**Training a Convolutional Neural Network (CNN) on the MNIST dataset using TensorFlow and Keras**

This file loads the MNIST dataset, preprocesses the data by normalizing and reshaping it, defines a CNN model, compiles it, trains it on the data, and finally saves the trained model.

In [None]:
# run all

# Import Libraries

In [19]:
import tensorflow as tf
from tensorflow.keras.models import Sequential
from tensorflow.keras.layers import Conv2D, MaxPooling2D, Flatten, Dense

`tensorflow` is an open-source library for machine learning.

`Sequential` is a linear stack of layers.

`Conv2D` is a 2D convolutional layer.

`MaxPooling2D` is a max pooling layer.

`Flatten` flattens the input.

`Dense` is a fully connected layer.

# Load the MNIST Dataset

In [20]:
mnist = tf.keras.datasets.mnist
(x_train, y_train), (x_test, y_test) = mnist.load_data()

The MNIST dataset is a collection of 60,000 training images and 10,000 testing images of handwritten digits (0-9).

`load_data()` downloads the dataset and splits it into training and testing sets.

`x_train, y_train` are the training data and labels.

`x_test, y_test` are the testing data and labels.

# Normalize the Data

In [21]:
x_train, x_test = x_train / 255.0, x_test / 255.0

The pixel values of the images range from 0 to 255. Normalizing them to a range of 0 to 1 helps in faster convergence during training.

Dividing by 255.0 scales the values.

# Reshape the Data

In [22]:
x_train = x_train.reshape(-1, 28, 28, 1)
x_test = x_test.reshape(-1, 28, 28, 1)

The MNIST images are 28x28 pixels.

* `reshape` changes the shape of the dataset to include a single color channel (grayscale), making the shape (28, 28, 1).

* `-1` allows the reshaping to automatically calculate the correct size for this dimension.

# Build the CNN Model

In [23]:
model = Sequential([
    Conv2D(32, (3, 3), activation='relu', input_shape=(28, 28, 1)),
    MaxPooling2D((2, 2)),
    Conv2D(64, (3, 3), activation='relu'),
    MaxPooling2D((2, 2)),
    Flatten(),
    Dense(64, activation='relu'),
    Dense(10, activation='softmax')
])

`Sequential` creates a linear stack of layers.

The first layer is a `Conv2D` layer with 32 filters, a 3x3 kernel, and ReLU activation function. The input_shape is specified for the first layer.

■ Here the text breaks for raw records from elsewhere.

PR #768, opened 2026-01-04
dbCa: iocInit wait for local CA links to connect

mdavidsaver:
A second attempt at #713.  This time with a proper test case.  Also, the notion of "unconnected" is expanded to include subsequent GET or MONITOR operation setup.  Meaning that any local `CP` link will have its value cache populated by the initial update.

During iocInit(), wait for local CA links to connect.  With this change, database authors can be certain that any local CA link is connected prior to `initHookAfterIocRunning`
and `field(PINI, RUNNING)`.

The process adds a global counter `initOutstanding` counting the number of unconnected local CA links.  Locality is checked in `dbInitLink()`, and the local counter is incremented if necessary.

A new private function `dbCaAddLinkCallbackOpt()` is added, which adds a `flags` argument which is propagated through to `caLink::flags` (guarded by `caLink:lock`).  Currently the only flag is `DBCA_CALLBACK_INIT_WAIT`, which is set when `initOutstanding` needs to be decremented on connect.

A new dbCa action `CA_INIT_READY` is added.  The process of synchronization is that the callback on local dbEvent worker does not directly decrement `initOutstanding`, but instead wakes up the dbCa worker to do so.  This ensures completion of initial processing of records with local `CP` links.

### DIFF
--- a/documentation/new-notes/PR-768.md
+++ b/documentation/new-notes/PR-768.md
@@ -1,0 +1,8 @@
+### iocInit wait for local CA links to connect
+
+PR [768](https://github.com/epics-base/epics-base/pull/768)
+
+During iocInit(), wait for local CA links to connect.
+With this change, database authors can be certain that
+any local CA link is connected prior to `initHookAfterIocRunning`
+and `field(PINI, RUNNING)`.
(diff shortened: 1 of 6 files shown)


anjohnson:
Core group: Fix PR # in RELEASE entry, then approved.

`MaxPooling2D` with a 2x2 pool size reduces the spatial dimensions of the feature maps.

Another `Conv2D` layer with 64 filters and a 3x3 kernel.

Another `MaxPooling2D` layer.

`Flatten` layer converts the 2D feature maps to a 1D vector.

`Dense` layer with 64 units and ReLU activation.

`Dense` output layer with 10 units (for the 10 classes) and softmax activation.

# Compile the Model

In [24]:
model.compile(optimizer='adam',
              loss='sparse_categorical_crossentropy',
              metrics=['accuracy'])


`compile` configures the model for training.

`optimizer='adam'` specifies the Adam optimizer.

`loss='sparse_categorical_crossentropy'` is used for multi-class classification where labels are integers.

`metrics=['accuracy']` tracks the accuracy of the model.

# Train the Model

In [25]:
model.fit(x_train, y_train, epochs=5, validation_data=(x_test, y_test))

Epoch 1/5
Epoch 2/5
Epoch 3/5
Epoch 4/5
Epoch 5/5


<keras.src.callbacks.History at 0x1476f7bd0d0>

`fit` trains the model on the training data.

`epochs=5` specifies the number of times to iterate over the training data.

`validation_data=(x_test, y_test)` evaluates the model on the test data at the end of each epoch.

# Save the Model

In [26]:
model.save('mnist_cnn_model.h5')

`save` saves the trained model to a file named `mnist_cnn_model.h5`.

This allows the model to be loaded and used later without retraining.